I am very conflicted about Arch. I similarly disliked it for actual use, because it's so unstable. On the other hand, the arch docs are a goldmine.
I think it just depends on what you want to do with your system. Do you like to tinker? Arch (and similar distros) are great. Do you just want things to work mostly out of the box? Use an Ubuntu flavor or an Ubuntu derivative.
Interesting that you feel Arch is opinionated. After using several distros I finally settled on Arch because I felt it was not opinionated compared to e.g. Ubuntu. I have to choose and install every part of the system myself, and I like how that gives me a clean system. I like to use the Awesome window manager, and with other distros I would always end up with a different desktop installed next to Awesome. Can you say how you feel Arch is opinionated?
I feel it is highly opinionated because they only officially support a fairly small amount of packages. They're not particularly more up-to-date than say openSuse Tumbleweed. A Debian netinstall is equally a barebones system I can install exactly what I am looking for, and don't need to fiddle with third party repo's like the AUR. As far as I know, almost every distro will let you do a barebones headless install, then build up your system yourself. Arch is certainly less opinionated than Ubuntu, but that's not a big accomplishment these days.
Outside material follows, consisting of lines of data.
PR #5241, opened 2024-01-24
network: prevent proxy misconfiguration (GUI)

thc202:
Do not allow the outgoing proxies (HTTP/SOCKS) to be configured through the GUI with one of the local servers/proxies as this is unintended and leads to request loops.

Part of zaproxy/zaproxy#5308.


psiinon (approved):

psiinon:
Nice!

If I were to desire a highly specific environment where I wanted to exactly manage each program's dependency chain myself, Gentoo seems like a much better tool for the job. For example, Arch officially requires systemD, Gentoo does not. As far as I know Gentoo makes no assumptions on how your system is setup, from preboot to Wayland session.
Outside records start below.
PR #5250, opened 2024-01-26
exim: Use har-reader

kingthorin:
## Overview
- build file > Updated/added dependencies.
- HarImporter > Re-worked to use har-reader lib.
- HarUtils > Added to to facilitate use of the new lib. Contains a number of methods that still need to be re-worked for writing.
- MenuImportHar > Re-worked and simplified to take advantage of the new utils, importer, and lib.
- HarImporterUnitTest > Tweaked to accommodate HarImporter changes.

## Related Issues
- Fixes zaproxy/zaproxy#8500

## Checklist
- [x] Update help
- [x] Update changelog
- [x] Write tests
- [x] Check code coverage
- [x] Sign-off commits
- [x] Squash commits
- [x] Use a descriptive title


addOns/exim/src/main/java/org/zaproxy/addon/exim/har/HarImporter.java
```diff
@@ -118,29 +139,121 @@ private static void setHttpResponse(HarResponse harResponse, HttpMessage message
...
+            if (isResponse) {
+                entry.getResponse().setHttpVersion(HttpHeader.HTTP11);
+            } else {
+                entry.getRequest().setHttpVersion(HttpHeader.HTTP11);
+            }
+            LOGGER.debug(
+                    "Setting {} version to {} for {}",
+                    isResponse ? "repsonse" : "request",
+                    entry.getRequest().getHttpVersion(),
+                    entry.getRequest().getUrl());
```
kingthorin, line 216: This should also use a ternary

addOns/exim/src/main/java/org/zaproxy/addon/exim/har/HarImporter.java
```diff
@@ -118,29 +139,121 @@ private static void setHttpResponse(HarResponse harResponse, HttpMessage message
...
+        }
+    }
+
+    private void preProcessHarHeaders(HarHeader i) {
+        String name = i.getName();
+        String value = i.getValue();
+        if ((name.equalsIgnoreCase(HttpFieldsNames.CACHE_CONTROL)
+                        || name.equalsIgnoreCase(HttpFieldsNames.SET_COOKIE))
+                && (value.contains("\n") || value.contains("\r"))) {
+            i.setValue(i.getValue().replaceAll("[\r\n]", ", "));
```
kingthorin, line 226: Should I just do this in all headers? I have no idea why the samples are like this, but these headers were where I encountered the issue 🤷‍♂️

addOns/exim/src/main/java/org/zaproxy/addon/exim/har/HarUtils.java
```diff
@@ -0,0 +1,447 @@
...
+import org.zaproxy.zap.network.HttpRequestBody;
+
+/**
+ * Utility class to parse/create HTTP Archives (HAR) and do conversions between HAR Java classes and
+ * {@code HttpMessage}s (request and response).
+ *
+ * @see <a href="http://www.softwareishard.com/blog/har-12-spec/">HTTP Archive 1.2</a>
+ * @see HttpMessage
+ */
+public final class HarUtils {
```
kingthorin, line 63: This is largely an updated version of what's in core. ~85% of the code is duplicated.

kingthorin:
Removed the inner classes, still need to tweak the HTTP Version handling.

kingthorin:
I've adjusted the version handling now. I believe this now has all the previously discussed changes.

thc202:
I'd do a final review later in the day.

addOns/commonlib/src/main/java/org/zaproxy/addon/commonlib/ui/ProgressPaneListener.java
```diff
@@ -53,7 +53,7 @@ protected ProgressPane getProgressPane() {
      *
      * @return the number of tasks which have been processed.
      */
-    protected int getTasksDone() {
+    public int getTasksDone() {
```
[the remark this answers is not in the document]
kingthorin: Sorry to be difficult or obtuse, I'm probably being narrow minded but I don't see how to move this responsibility around.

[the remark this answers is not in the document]
kingthorin: I guess I could do something like make a local or anonymous class that extends ProgressPaneListener.java that has a method to accommodate the adjustment?

addOns/exim/src/main/java/org/zaproxy/addon/exim/har/HarUtils.java
thc202: Is this one going to replace the core class to export?

addOns/commonlib/src/main/java/org/zaproxy/addon/commonlib/ui/ProgressPaneListener.java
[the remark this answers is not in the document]
thc202: You can keep the count in the `HarImporter`, just create an instance variable out of the existing `count`.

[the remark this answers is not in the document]
kingthorin: But how is the listener going to be updated?

addOns/exim/src/main/java/org/zaproxy/addon/exim/har/HarUtils.java
kingthorin: In the long run I guess. It depends what we do with the "search" extension usage?

addOns/exim/src/main/java/org/zaproxy/addon/exim/har/HarImporter.java
```diff
@@ -118,29 +143,128 @@ private static void setHttpResponse(HarResponse harResponse, HttpMessage message
         }
     }
 
-    private void importHarFile(File file) {
+    private void importHarFile(HarLog log) {
```
thc202, line 146: The name should be updated, no longer a file.

addOns/exim/src/main/java/org/zaproxy/addon/exim/har/HarImporter.java
```diff
@@ -118,29 +143,128 @@ private static void setHttpResponse(HarResponse harResponse, HttpMessage message
...
         try {
-            processMessages(file);
+            processMessages(log);
             Stats.incCounter(ExtensionExim.STATS_PREFIX + STATS_HAR_FILE);
             success = true;
         } catch (IOException e) {
```
thc202, line 151: This no longer happens.

addOns/commonlib/src/main/java/org/zaproxy/addon/commonlib/ui/ProgressPaneListener.java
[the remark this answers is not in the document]
kingthorin: Ugh I think I see now. I'll look at it tonight.

addOns/exim/src/main/java/org/zaproxy/addon/exim/har/HarImporter.java
```diff
@@ -118,29 +143,128 @@ private static void setHttpResponse(HarResponse harResponse, HttpMessage message
...
+    }
+
+    private void preProcessHarEntry(
+            List<HarEntry> forRemoval, List<HarEntry> localPrivate, HarEntry entry) {
+        preProcessHttpVersion(forRemoval, entry);
+
+        String url = entry.getRequest().getUrl();
+        preProcessLocalPrivateEntries(localPrivate, entry, url);
+
+        // No point processing headers on entries being dropped
```
thc202, line 179: Would be better to filter the stream and this would happen naturally.

addOns/exim/src/main/java/org/zaproxy/addon/exim/har/HarImporter.java
```diff
@@ -118,29 +143,128 @@ private static void setHttpResponse(HarResponse harResponse, HttpMessage message
...
+            forRemoval.add(entry);
+            LOGGER.warn(
+                    "Message with unsupported HTTP version (Req version: {}, Resp version: {}) will be dropped: {}",
+                    entry.getRequest().getHttpVersion(),
+                    entry.getResponse().getHttpVersion(),
+                    entry.getRequest().getUrl());
+        }
+    }
+
+    private boolean containsIgnoreCase(List<String> checkList, String candidate) {
```
thc202, line 200: Some methods could be static.

addOns/exim/src/main/java/org/zaproxy/addon/exim/har/MenuImportHar.java
```diff
@@ -63,19 +65,23 @@ public void run() {
...
-                                                    file.getAbsoluteFile());
+                                                    "Failed to read HAR file: {} \n {}",
+                                                    file.getAbsolutePath(),
+                                                    e.getMessage());
+                                            Stats.incCounter(
+                                                    ExtensionExim.STATS_PREFIX
+                                                            + HarImporter.STATS_HAR_FILE_ERROR);
+                                        }
+                                        if (log == null) {
+                                            return;
```
thc202, line 84: This changes the existing logic, it can no longer be indeterminate.

addOns/exim/src/main/java/org/zaproxy/addon/exim/har/HarImporter.java
```diff
@@ -118,29 +143,128 @@ private static void setHttpResponse(HarResponse harResponse, HttpMessage message
...
             Stats.incCounter(ExtensionExim.STATS_PREFIX + STATS_HAR_FILE_ERROR);
             success = false;
         }
     }
 
-    private void processMessages(File file) throws IOException {
-        List<HttpMessage> messages =
-                HarImporter.getHttpMessages(new HarFileReader().readHarFile(file));
-        int count = 1;
+    private HarLog preProcessHarLog(HarLog log) {
```
thc202, line 160: Would be great to have tests that cover these preprocessing checks.

addOns/exim/src/main/java/org/zaproxy/addon/exim/har/HarUtils.java
thc202: Once we move that out of core it can use "this" one too, I'm asking to know if more code is needed for this one. We should add a comment that custom fields are not yet migrated to this class (or add them now? I assume the new lib supports them).

addOns/exim/src/main/java/org/zaproxy/addon/exim/har/HarImporter.java
kingthorin: You mean within the main loop discard/drop the messages one by one instead of pre-processing?

addOns/exim/src/main/java/org/zaproxy/addon/exim/har/MenuImportHar.java
kingthorin: Because it's always a list now so we always have a known number.

addOns/exim/src/main/java/org/zaproxy/addon/exim/har/HarImporter.java
kingthorin: I think I mentioned this in an email or the Friday notes at some point. I'd like to add all the HAR files we've collected along the way and use those for tests if there's no objection. None of them are terribly huge, and it's just text so it compresses well (for git operations etc).

thc202: We should still have specific tests for these, as it's easier to see what input tests what.

addOns/exim/src/main/java/org/zaproxy/addon/exim/har/MenuImportHar.java
thc202: Right and why the code should be changed as it can no longer be indeterminate.

addOns/exim/src/main/java/org/zaproxy/addon/exim/har/HarImporter.java
thc202: If you use the filter method of the stream only the messages that pass the filter are processed further.

addOns/exim/src/main/java/org/zaproxy/addon/exim/har/HarImporter.java
kingthorin: Do both?

addOns/exim/src/main/java/org/zaproxy/addon/exim/har/HarUtils.java
thc202: Almost all code is for export functionality (starting in `createZapHarLog()` and following methods). It looks like it has `setAdditionalField` for custom fields. We would have to use Jackson (or rely on it anyway).

addOns/exim/src/main/java/org/zaproxy/addon/exim/har/HarImporter.java
thc202: I'm fine with both.

addOns/exim/src/main/java/org/zaproxy/addon/exim/har/HarImporter.java
thc202: It's already using a stream just not using the filter.

kingthorin: We're probably talking about different locations. But all good. I'll go through it and work it out.

kingthorin:
I think I got all the comments, just need to add tests. Please lemme know if I've missed something.

addOns/exim/CHANGELOG.md
```diff
@@ -4,7 +4,9 @@ All notable changes to this add-on will be documented in this file.
 The format is based on [Keep a Changelog](https://keepachangelog.com/en/1.0.0/).
 
 ## Unreleased
-
+### Changed
+- HAR importing now uses Sebastian Stöhr's har-reader library. It should be much more tolerant of 'weird' HAR things, and thus be able to import more samples. (If you come across HAR that won't import please open an issue and provide a sample so we can work on further improvements!)
+- Updated commonlib dependency to minimum 1.27.0.
```
kingthorin, line 9: Revert this note

addOns/exim/src/main/java/org/zaproxy/addon/exim/har/HarImporter.java
```diff
@@ -19,59 +19,156 @@
...
+
+    private HarLog preProcessHarLog(HarLog log) {
+        List<HarEntry> entries =
+                log.getEntries().stream()
+                        .filter(this::entryHasUsableHttpVersion)
+                        .filter(this::entryIsNotLocalPrivate)
+                        .collect(Collectors.toList());
+        for (HarEntry entry : entries) {
+            entry.getResponse().getHeaders().forEach(this::preProcessHarHeaders);
+        }
```
kingthorin, line 135: I couldn't figure out a way to do the for part while processing the stream 😔

kingthorin:
I started to add tests. There were a number of challenges. I'll add some comments to cover those.

The tests will fail, they succeed individually but there seems to be some sort of concurrency or cleanup issue when run together.

addOns/exim/src/test/java/org/zaproxy/addon/exim/har/HarImporterUnitTest.java
```diff
@@ -22,41 +22,79 @@
...
+    private static final String APPENDER_NAME = "ZAP-TestAppender";
     private static final byte[] EMPTY_BODY = {};
 
+    private static Level originalLevel;
+    private static List<String> logMessages;
+
     @BeforeAll
     static void setup() {
         Constant.messages = mock(I18N.class);
         given(Constant.messages.getString(any())).willReturn("");
```
kingthorin, line 80: I couldn't figure out how to handle the getString(String, varargs) call, so some of the tests to barf all over the console.

addOns/exim/src/test/java/org/zaproxy/addon/exim/har/HarImporterUnitTest.java
```diff
@@ -126,11 +164,137 @@ void shouldCompleteListenerIfFileNotFound(@TempDir Path dir) throws Exception {
...
+                for (Entry<String, String> entry : params.entrySet()) {
+                    har = har.replaceAll("@@@" + entry.getKey() + "@@@", entry.getValue());
+                }
+            }
+            return har;
+        } catch (IOException e) {
+            System.err.println("Failed to read file " + file.toAbsolutePath());
+            throw new RuntimeException(e);
+        }
+    }
```
kingthorin, line 268: This is a slight modification of the TestUtils getHtml method because when I used it, it would claim the path was null when it definitely wasn't 😞

addOns/exim/src/test/java/org/zaproxy/addon/exim/har/HarImporterUnitTest.java
thc202: Use `TestUtils`, which already does that.

addOns/exim/src/main/java/org/zaproxy/addon/exim/har/MenuImportHar.java
thc202: This was not changed.

addOns/exim/src/main/java/org/zaproxy/addon/exim/har/HarImporter.java
thc202: Better to verify the messages are imported with the expected content (that's the most important).

addOns/exim/src/main/java/org/zaproxy/addon/exim/har/HarImporter.java
thc202: Make `preProcessHarHeaders` return the entry itself and call it in a `map`.

addOns/exim/src/test/java/org/zaproxy/addon/exim/har/HarImporterUnitTest.java
thc202: The `getHtml` seems to be working properly, the only `null` I'm seeing is in the `persistMessage` method (which is expected as it needs some more mocking).

thc202:
https://github.com/zaproxy/zap-extensions/pull/5250#issuecomment-2126012635

The logger should be set up for each test not all of them, also better to call `Configurator.reconfigure(getClass().getResource("/log4j2-test.properties").toURI());` to reset the configuration to previous state.

addOns/exim/src/main/java/org/zaproxy/addon/exim/har/MenuImportHar.java
kingthorin: Oh crud, I think I removed the exact same condition in another spot because I didn't realize this comment was on a different class 🤦‍♂️

addOns/exim/src/main/java/org/zaproxy/addon/exim/har/HarImporter.java
kingthorin: That's fair, just gotta get the tests behaving well first.

addOns/exim/src/test/java/org/zaproxy/addon/exim/har/HarImporterUnitTest.java
kingthorin: Didn't help 😞 

```console
Defaulting ZAP install dir to C:\Users\thorin\.gradle\caches\modules-2\files-2.1\org.zaproxy\zap\2.15.0\42bda528ccba07c3c8bba3121d766bbd12c10402
4051 [main] INFO  org.zaproxy.addon.exim.har.HarImporter - Setting request version to HTTP/1.1 for http://localhost/foo/one.html
4067 [main] WARN  org.zaproxy.addon.exim.har.HarImporter - null
4071 [main] ERROR org.zaproxy.zap.utils.I18N - Failed to load a message:
java.util.MissingResourceException: Can't find resource for bundle java.util.PropertyResourceBundle, key exim.progress.currentimport
	at java.util.ResourceBundle.getObject(ResourceBundle.java:564) ~[?:?]
	at java.util.ResourceBundle.getString(ResourceBundle.java:521) ~[?:?]
	at org.zaproxy.zap.utils.I18N.getStringImpl(I18N.java:183) ~[zap-2.15.0.jar:2.15.0]
	at org.zaproxy.zap.utils.I18N.getString(I18N.java:315) ~[zap-2.15.0.jar:2.15.0]
```

addOns/exim/src/main/java/org/zaproxy/addon/exim/har/MenuImportHar.java
thc202: I noticed and I was going to ask if that null check was no longer needed, but didn't associate that change with this review comment.

thc202:
I was not clear with https://github.com/zaproxy/zap-extensions/pull/5250#issuecomment-2126472701 I meant that the logger should be initialised in a `BeforeEach` rather than `BeforeAll`, sorry.

kingthorin:
Okay I've updated a bunch of stuff. Things are a bit better. The log handling was ripped off from GraphQL tests. I had to put your reconfigure suggestion in each method because `AfterAll` is static and didn't like me using `getClass` (and I couldn't figure out an alternative to getClass).

Using mockMessages didn't seem to fix the console barf, the key is there so I don't get the issue....

Can you think of another place we've done mocking to handle persisting messages? I think I recall talking about this for another PR but I can't figure out what it was.

thc202:
The log reset should be done after each test.

Let me look.

`SpiderTaskUnitTest`

kingthorin:
Getting closer... 🤷‍♂️

addOns/exim/src/main/java/org/zaproxy/addon/exim/har/MenuImportHar.java
kingthorin: Restored the incorrectly removed one, still need to address the comment for the Menu class.

addOns/exim/src/main/java/org/zaproxy/addon/exim/har/HarImporter.java
```diff
@@ -19,59 +19,160 @@
...
+            persistMessage(msg);
+            updateProgress(++count, msg.getRequestHeader().getURI().toString());
+        }
+    }
+
+    private HarLog preProcessHarLog(HarLog log) {
+        List<HarEntry> entries =
+                log.getEntries().stream()
+                        .filter(e -> entryHasUsableHttpVersion(e))
+                        .filter(f -> entryIsNotLocalPrivate(f))
```
thc202, line 135: `HarImporter::...`

addOns/exim/src/test/java/org/zaproxy/addon/exim/har/HarImporterUnitTest.java
```diff
@@ -22,43 +22,127 @@
...
+
+    @BeforeEach
+    void initLogger() {
+        LoggerConfig rootLogger = LoggerContext.getContext().getConfiguration().getRootLogger();
+        rootLogger.addAppender(new TestAppender(HarImporterUnitTest::handleError), null, null);
+        Configurator.setRootLevel(Level.ALL);
+    }
+
+    @BeforeEach()
```
thc202, line 131: Remove the parentheses?

thc202:
Change to `extHistory = mock(ExtensionHistory.class);`.

kingthorin:
Latest changes bring me back to getResourcePath claiming to be null when using getHtml

kingthorin:
Wow it actually did help....and on a Linux VM 😕

kingthorin:
Hrm missing something in cleanup I guess. UrlImporter test now failing 😢

thc202:
It's trying to send the requests :)

addOns/exim/src/test/java/org/zaproxy/addon/exim/har/HarImporterUnitTest.java
```diff
@@ -22,43 +22,123 @@
...
+
+        siteMap = mock(SiteMap.class);
+        given(session.getSiteTree()).willReturn(siteMap);
+    }
+
+    @BeforeEach
+    void initLogger() {
+        logMessages = new ArrayList<>();
+        LoggerConfig rootLogger = LoggerContext.getContext().getConfiguration().getRootLogger();
+        rootLogger.addAppender(new TestAppender(this::handleError), null, null);
```
thc202, line 128: nit, `logMessages::add`

addOns/exim/src/main/java/org/zaproxy/addon/exim/har/MenuImportHar.java
kingthorin: I adjusted the code here. 'Should' be good now 😉

kingthorin:
As discussed via slack, instead of dropping h3 requests they could probably be treated as `http/2`.

kingthorin:
I still have more testing to add but it's coming together

addOns/exim/src/main/java/org/zaproxy/addon/exim/har/HarImporter.java
```diff
@@ -19,59 +19,188 @@
...
+            persistMessage(msg);
+            updateProgress(++count, msg.getRequestHeader().getURI().toString());
+        }
+    }
+
+    private static HarLog preProcessHarLog(HarLog log) {
+        List<HarEntry> entries =
+                log.getEntries().stream()
+                        .filter(HarImporter::entryHasUsableHttpVersion)
+                        .filter(HarImporter::entryIsNotLocalPrivate)
```
kingthorin, line 149: Changing the order here is probably more logical/efficient.

addOns/exim/src/main/java/org/zaproxy/addon/exim/har/HarImporter.java
kingthorin: I'm not sure what to do here. It seems ZAP doesn't even handle that Set-Cookies might have multiple comma delimited cookies in a single header.
https://stackoverflow.com/a/2880070/7718222

Or if it does I haven't been able to figure out how.

Note: This issue was only encountered in really old har samples from Firefox 3.x the problem is actually `\u000a` which seems to be converted to `/n` by the library, which I'm then trying to change to comma...

addOns/exim/src/test/resources/org/zaproxy/addon/exim/har/cookiesCRLF.har
thc202, line 1: I don't see cookies with CRLF(?).

addOns/exim/src/test/resources/org/zaproxy/addon/exim/har/templates/missingReqHttpVer.har
thc202, line 1: Worth renaming the file to no longer have "missing" (same for the response).

addOns/exim/src/test/java/org/zaproxy/addon/exim/har/HarImporterUnitTest.java
```diff
@@ -126,11 +213,147 @@ void shouldCompleteListenerIfFileNotFound(@TempDir Path dir) throws Exception {
...
+    @Disabled
+    void shouldHandleSetCookiesWithCRLF() throws Exception {
+        // Given
+        HarLog harLog = getHarLog("cookiesCRLF.har", "");
+        // When
+        List<HttpMessage> messages = HarImporter.getHttpMessages(harLog);
+        // Then
+        assertThat(messages.size(), is(equalTo(1)));
+        HttpMessage processed = messages.get(0);
+        //        System.out.println(processed.getCookieParams().size());
```
thc202, line 301: Maybe not final changes but, remove?

addOns/exim/src/main/java/org/zaproxy/addon/exim/har/HarImporter.java
thc202: Not sure we should try salvage this case. Is this still seen in the wild? As for the parsing, we are following latest RFCs.

kingthorin: For now I'll switch this to just drop them I guess. If people bring it up as an issue we can revisit.

kingthorin:
Some of those comments might be ordered poorly, I didn't realize I hadn't finished my comments/review on Friday

addOns/exim/src/test/resources/org/zaproxy/addon/exim/har/cookiesCRLF.har
thc202: That's a single LF character not CRLF.

kingthorin: Sorry, should have been more specific

kingthorin:
I dropped the header pre-processing.

The examples I had only impacted responses. Not sure if I should handle requests similarly?

addOns/exim/src/main/java/org/zaproxy/addon/exim/har/HarUtils.java
kingthorin: Should I be migrating more code or adding a comment here? (Or both?)

thc202:
I'm good if done only to responses.

addOns/exim/src/main/java/org/zaproxy/addon/exim/har/HarUtils.java
thc202: It's only missing setting the custom fields (iirc).

kingthorin: Okay

kingthorin:
I think/hope this is ready for review. I moved the remainder of the core HarUtils code here and commented it out. I'll work on writing/export in another PR.

thc202:
I don't think we should be copying commented code that applies to the older library, why not just apply the changes when needed instead?

kingthorin:
Okay, I can just add a TODO if preferred

thc202:
Just a TODO is better IMO.

addOns/exim/src/main/javahelp/help/contents/exim.html
```diff
@@ -24,6 +24,13 @@ <H1>Save XML Message</H1>
 <H1>Import HAR (HTTP Archive File)</H1>
 An option to import messages from a HTTP Archive (HAR), available via the 'Import' menu.
 
+<strong>Note</strong>: The following modifications may be made when importing a HAR (HTTP Archive File):
+<ul>
+  <li>Missing HTTP Version - If the message is missing the httpVersion attribute it will be set to "HTTP/1.1".</li>
+  <li>HTTP Version 3 - If the message has its httpVersion attribute set as "h3", "http/3", "http/3.0" it will be set to "HTTP/2".</li>
+  <li>CRLF in Headers - If the message contains Cache-Control or Set-Cookie headers with CRLF, the CRLF(s) will be removed.</li>
```
thc202, line 31: This needs update.

kingthorin:
Done & done

kingthorin:
Done

thc202 (approved):

thc202:
Thank you!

I could just be out of date, as I use NixOS as my workstation and server OS, using Debian for some older servers I haven't migrated yet. I get the impression from Arch, the few times I have used it, is that its niche is appealing to a particular kind of user, rather than being a good solution to a particular kind of problem. That's not bad, its huge reason why its popular. Other distros do the same thing as Arch, sometimes better sometimes worse, but Arch is selling an aesthetic, rather than a tool.
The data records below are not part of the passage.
PR #5252, opened 2024-01-27
retire: Only target relevant responses

kingthorin:
## Overview
To avoid things like:
`353477 [ZAP-PassiveScan-1] WARN org.zaproxy.zap.extension.pscan.PassiveScanTask - Passive Scan rule Vulnerable JS Library (Powered by Retire.js) took 6 seconds to scan https://juice-shop.herokuapp.com/video?__ecma.String= video/mp4 10075518`

- RetireScanRule > Target responses that are relevant (HTML and JS).
- RetireScanRuleUnitTest > Updated to assert the latest behavior, example alert, and valid references

## Checklist
- [NA] Update help
- [x] Update changelog - Also tidied up quad blanks.
- [x] Write tests
- [x] Check code coverage
- [x] Sign-off commits
- [x] Squash commits
- [x] Use a descriptive title

### DIFF
--- a/addOns/retire/src/main/java/org/zaproxy/addon/retire/RetireScanRule.java
+++ b/addOns/retire/src/main/java/org/zaproxy/addon/retire/RetireScanRule.java
@@ -33,7 +33,6 @@ import org.parosproxy.paros.Constant;
 import org.parosproxy.paros.core.scanner.Alert;
 import org.parosproxy.paros.network.HttpMessage;
 import org.zaproxy.addon.commonlib.CommonAlertTag;
-import org.zaproxy.addon.commonlib.ResourceIdentificationUtils;
 import org.zaproxy.addon.retire.model.Repo;
 import org.zaproxy.zap.extension.pscan.PluginPassiveScanner;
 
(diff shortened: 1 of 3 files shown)


thc202:
Better change it to only scan the types that it supports.

kingthorin:
Yup that makes sense, I'll switch it around.

kingthorin:
Tweaked

addOns/retire/src/main/java/org/zaproxy/addon/retire/RetireScanRule.java
```diff
@@ -61,16 +60,15 @@ public int getPluginId() {
 
     @Override
     public void scanHttpResponseReceive(HttpMessage msg, int id, Source source) {
-        if (!getHelper().isPage200(msg) || getRepo() == null) {
-            return;
-        }
-        String uri = msg.getRequestHeader().getURI().toString();
-        if (!ResourceIdentificationUtils.isImage(msg) && !ResourceIdentificationUtils.isCss(msg)) {
-            Repo scanRepo = getRepo();
+        Repo scanRepo = getRepo();
```
thc202, line 63: This is now initialising even if not needed (that's why it was in the right branch), not that it matters much, should be sooner or later.

thc202 (approved):

thc202:
Thank you!

psiinon (approved):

I thought Linux was about choice
http://www.islinuxaboutchoice.com/
[Edit] Sorry I've just picked up Sync and the UI has apparently confused me. I was trying to respond to this comment.
https://lemmy.world/comment/2287892
But I guess I messed up.
http
It's a static site with a single page, HTTPS does nothing because the domain name is still exposed.
Of course, you can have that opinion. After all. linux is about having a choice.
Ubuntu. Snaps are a buggy mess. I know you can remove them but I like sane defaults. Snap drives me insane. Mint, PopOS, Debian are better choices for a stable distro.
edit: I also don't like Fedora and CentOS. The installers tend to be very buggy for me.
When I learned that snap has a hardcoded requirement for a snap
directory polluting your home directory, and that the devs answer is basically to shrug their shoulders, that was enough to turn me into an anti-snap zealot.
OpenSUSE, mostly because they differ too much from other distros, often even without any (obvious) advantages.
For example a lot of file paths (config files and such) are different, and when being used to other distros (or just following a guide from the internet) it takes longer to find it (I know there is Yast but I'm not a huge fan of that tool either)
Also, Manjaro
My only real gripe is their default sudoers config.